Today, the city is emerging from hibernation.
Reuben Torres is a producer with the Tijuana trio Los Macuanos, a band he formed with Moises Horta and Moises López.
"When we started doing music, nobody was doing anything in the city," Torres said. "It was around the time when there was violence, so everything stopped. The parties died. For the three years we’ve been doing this, we've persevered… we were like, it doesn't matter that nobody cares. But now people have started caring."
It's true: people are not only caring, but now sometimes traveling in packs just to hear new music. On a recent November weekend, not one but two music events arrived in Tijuana: the All My Friends Music Festival and the musical residency Norte Sonoro.
The concept behind Norte Sonoro is simple. Each year, a hand-picked curator chooses six international musicians, and brings them to a pre-selected Mexican city for a week of immersion in local sounds, food, art, and culture. At the week's end, the artists perform in a showcase, and collaborate on a digital album.
Esteban Sheridan Cárdenas, founder of the Norte Sonoro, says that choosing Tijuana as this year's Norte Sonoro host city was an obvious choice.
"It made perfect sense to have it happen here," he said. "Tijuana is very Mexican. Some people might not think it's very Mexican because it's so pocho, but I think it's really the future of Mexico. The upper middle class in my generation, we grew up listening to a lot of Anglo music. And then, you suddenly realize that México has such amazing sounds."
For 2012, Brooklyn resident Jace Clayton, who performs as D.J. Rupture, curated the residency. Clayton is also a professional music journalist who's written extensively about modern Mexican sound.
This year's artists included Venus X and Sun Araw from the United States, Psilosamples from Brazil, Poirier from Canada, and Cardopusher from Venezuela. Once the musicians arrived, they spent a week exploring and spending time in the studio with Tijuana's own Los Macuanos.
"The idea is that it's not some easy sampling pulled off the internet, you know, or some cheesy remix," Clayton explained. "The idea is really getting the social context that gave rise to these sounds that we're working with, and trying to engage in that in a socially responsible way, as we're meeting each other, as we're getting to know the city."

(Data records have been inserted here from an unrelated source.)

PR #6379, opened 2021-05-28
externals: Update dynarmic.

degasus:
The new version supports fastmem on a64.

### DIFF
--- a/src/core/arm/dynarmic/arm_dynarmic_32.cpp
+++ b/src/core/arm/dynarmic/arm_dynarmic_32.cpp
@@ -4,9 +4,9 @@
 
 #include <cinttypes>
 #include <memory>
-#include <dynarmic/A32/a32.h>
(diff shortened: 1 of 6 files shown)


bunnei:
Untagged until we resolve cmake issue: https://gist.github.com/bunnei/652c863c1bccaed36e85647027c2993b

bunnei (approved):

bunnei:
Tested locally, seems fine. Probably just build pipeline being weird with submodules.

v1993:
Does this PR alone make yuzu utilize fastmem? Or are further additions required to get fastmem working? Asking since you mention in few places that you have done testing and noticed 15% performance increase.

degasus:
It is only the dynarmic part, yuzu does not support it so far.
And it is only for 64 bit games, 32 but games have been supported in dynarmic for a long time already (also no yuzu support)

PR #6385, opened 2021-05-29
core/memory: Check our memory fallbacks for out-of-bound behavior.

degasus:
This makes it by far harder to crash yuzu.
Also implement the 48bit masking of AARCH64 while touching this code.


MerryMage:
What happens with memory accesses that straddle end of memory?

degasus:
Merry: I'm still implementing to split read/write access which overlaps the page boundries, but I think this should be merged+tested within another PR. This is likely to cause of behavior changes.

bunnei (approved):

Clayton thinks that Mexico is undergoing a musical renaissance of sorts. "It's a really interesting and fertile time for Mexican music," he said. To him, Tijuana is "a crazy creative hotbed for different people doing really exciting new music and art."
Moni Saldaña is a promoter with NRMAL, a music and arts promoter from Monterrey, Mexico. Saldaña said that the local sounds sampled by the musicians-in-residence included movimiento alterado, corridos sierreño, banda sinoloense, and indigenous music.
"We just decided to choose traditional sounds," she said. "Local sounds are very important and very big in this area-- not only in Tijuana, but in Ensenada and Mexicali."
At the end of the residency, Norte Sonoro artists collaborate to produce a digital album. It's available for free download online, and organizers say that it should be ready in January.
You can download the first Norte Sonoro digital E.P, published in 2011, by clicking here.
After Norte Sonoro on Friday night, the highly publicized All My Friends Music Festival attracted hundreds of young people to Tijuana the following day. The crowd for the all-day concert included Americans from San Diego and Los Angeles. Many stayed late into the night.
The festival showcased of more than 30 bands from Mexico and the U.S. performed on three separate stages at Tijuana's Casa de la Cultura. Two stages were set up outside, with one inside. The musical genres crossed boundaries, and included dubstep, punk rock, jazz, cumbia, no wave, norteño, banda, noise, techno, and more.
Tijuana resident Marco Antonio Apodaca, known locally as DJ Yelram Selectah, mixed tribal guarachero, a robust electro-blend heavily influenced by tropical cumbia, traditional Mexican folk songs, and a touch of dubstep.
The crowd melted into a dancing frenzy.